Did anyone ever begrudge the Kennedy clan their wealth, even though it was gotten by a large extent through illegal activity (bootlegging)? Did anyone question their investments? Do you really think they did not have offshore bank accounts? Get real. Mitt Romney earned his money and can spend it any way he wants to. There is nothing unusual about a person being frugal in some areas and willing to spend more on other things. There aren’t too many people who wouldn’t like to be wealthy – just look at the number of folks who play the lottery. It’s part of the American dream & should not in any way disqualify a person or cause people to question the values of someone who is rich.
mitt romney made his millions with bain capital…on the backs of millions of working americans, by out-sourcing their jobs. i’ll take the bootleggers any day.
Guess you must really be pissed off that Obama has also outsourced jobs.

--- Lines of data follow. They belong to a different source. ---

PR #480, opened 2026-07-09
A5 PR-C2: audit-lock wait-budget slow-holder test (test-only)

omkhar:
Stacked on **a5b2/session-verify** (#472). **Test-only** — the production fix (audit-lock wait budget 50→1500 to outlast a cold `go run` digest call) lives in a5b2; this carries the slow-holder scenario test that pushed a5b2 over the 1200-line PR-shape cap. Stays draft until a5b2 merges, then rebases onto main.

The test stubs the lock-acquire attempts instant (pure-bash `mkdir`, leaving the real `audit-digest` intact) so the wait budget is exactly `cap × 20ms` of pure sleep, holds the lock ~2s, and asserts the second writer still appends (`waiter_rc=0`, `lines=2`) and chains linearly. Deterministic negative control: cap=50 → 1s budget → "skipped a record" (bug); cap=1500 → 30s → both records land linear.

### DIFF
--- a/internal/sessionctl/verify_test.go
+++ b/internal/sessionctl/verify_test.go
@@ -1,0 +1,294 @@
+// SPDX-License-Identifier: Apache-2.0
+// Copyright 2026 Omkhar Arasaratnam
+
+package sessionctl
+
+import (
+	"bytes"
+	"errors"
+	"os"
+	"path/filepath"
+	"strings"
+	"testing"
+
+	"github.com/omkhar/workcell/internal/cliexit"
+	"github.com/omkhar/workcell/internal/host/hoststate"
+	"github.com/omkhar/workcell/internal/host/sessions"
+)
+
+// verifyFixture lays a genuine, signed session on disk and returns the state
+// root, signing dir, session id, and the durable audit-log path so a test can
+// tamper it. The record uses the legacy `<root>/<profile>/sessions` layout that
+// sessions discovery accepts.
+func verifyFixture(t *testing.T) (root, signingDir, sessionID, logPath string) {
+	t.Helper()
+	root = t.TempDir()
+	signingDir = filepath.Join(t.TempDir(), "signing")
+	sessionID = "session-1"
+
+	// Canonical layout: the audit log is a SIBLING of the sessions dir under the
+	// profile state dir (<root>/<profile>/workcell.audit.log), exactly where
+	// profile_audit_log_path/the signer place it and where verify recomputes it.
+	logPath = filepath.Join(root, "wcl-fixture", "workcell.audit.log")
+	if err := os.MkdirAll(filepath.Join(root, "wcl-fixture", "sessions"), 0o700); err != nil {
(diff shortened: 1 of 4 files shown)


omkhar:
Rebased onto main (a5b2 now merged) → 2f6870da. This is the A5 test-overflow PR: re-adds internal/sessionctl/verify_test.go (294 lines) with its requirements.toml/operator-contract.toml evidence citations, plus the audit-lock-budget / signer-lock / subshell-reclaim / --root-reject / stop-recheck scenario test blocks that pushed a5b2 over the 1200-line PR-shape cap. Full go test ./... 0 FAIL, real colima session-commands scenario EXIT=0, shellcheck/shfmt clean, check-pr-shape 457 lines.

omkhar:
@codex review

omkhar:
Addressed in 264311b2: replaced the fixed `sleep 0.3` with a bounded poll for the holder's lock dir (`${audit_path}.lock`) before starting the waiter. append_audit_record_to_path takes the lock BEFORE the injected audit_record_digest sleep, so polling the lock dir deterministically guarantees the holder is holding it when the waiter starts — the slow-holder regression is now exercised regardless of CI scheduling latency (a delayed holder can no longer lose the race and pass spuriously). ~10s bound fails closed. shellcheck/shfmt clean, real colima scenario EXIT=0.

omkhar:
@codex review

omkhar:
Addressed in 31ee60d: (L305) restored tests/scenarios/shared/test-session-commands.sh to the [workflows.session_verify] evidence alongside the new unit tests — it's the only evidence exercising the public scripts/workcell wrapper (the --root/--signing-dir rejection is wrapper-only). (L962) replaced the elapsed-time proof-of-blocking (end-start>=1, which a cold go-sign satisfies even if the signer stopped locking) with an ORDERING assertion: hold the lock with a live PID, run the signer in the background, and assert NO seal appears while the lock is held (an ordering fact that can only flip after release), then release + confirm seal+verify. shellcheck/shfmt clean, verify-operator-contract 0, full go test ./... 0 FAIL, real colima scenario EXIT=0.

omkhar:
@codex review

omkhar:
Addressed in f85db4b3: (L965) instrumented the lock ACQUISITION instead of relying on signing elapsed time — the signer-lock test now mocks go_hostutil acquire-profile-lock to record each attempt (real mkdir semantics; session-sign-head + session-verify-cli stay real) and marks the signer blocked only once it has CONTENDED for the held lock >=2 times (marker >=3 bytes), deterministically, independent of cold-go-run startup; a regression that stops taking the lock records no attempt (times out) or seals immediately (caught). (L3187) the --root reject test now exercises BOTH the leading root-run position (--root before --id, the ConsumeRootArgs path the reject exists to close) AND trailing, for --root= and bare --root. shellcheck/shfmt clean, full go test ./... 0 FAIL, real colima scenario EXIT=0.

omkhar:
@codex review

Stupid is as stupid does, and that is what the liberal followers are. They have no idea of the business acumen of this man Romney and the fact that he has worked to be independently wealthy, unlike the career politicians Joe Biden and Al Gore who gave a pittance of their acquired while in the Congress wealth to charity. Mitt Romney gave over $4.5 million in 2011 alone. Common sense has left most Americans and those in Ohio who were the recipients of Obama’s 1 million phone giveaway see this as a sure vote for him.
And blind arrogance is no excuse for believing someone will be a successful politician just because they’re successful in business. To many who stand on the far right conflate these two occupations that are in diametric opposition. The politician serves others over the interest of the dollar, and on the other hand the CEO serves the financial interests of the business or it’s board of directors. Apparently being extremely Right doesn’t make you any smahter than those that you consider beneath your self inflated self. If Romney possesses such outstanding business acumen, why then is his campaign such a complete disaster?
ROMNEY / RYAN 2012 !!!!!
At least he’s a life-long Yankee hater. That’s about the only thing about him I can agree with.
LOL …. that evil empire. What about the height of trees in Michigan? I kind of agree with him on that point, though I prefer the height of the trees in Maine.
Biased and left leaning, Ann Gerhart, Philip Rucker, The Washington Post and BDN Struggles to make sense of the last four years.
And the eight miserable years before that …… best to use a weegie board for answers.
It’s a sad day when Americans show contempt instead of admiration for those who have been successful. It is a sadder day when they vote to punish that success rather than voting for who would help revive our economy and create jobs.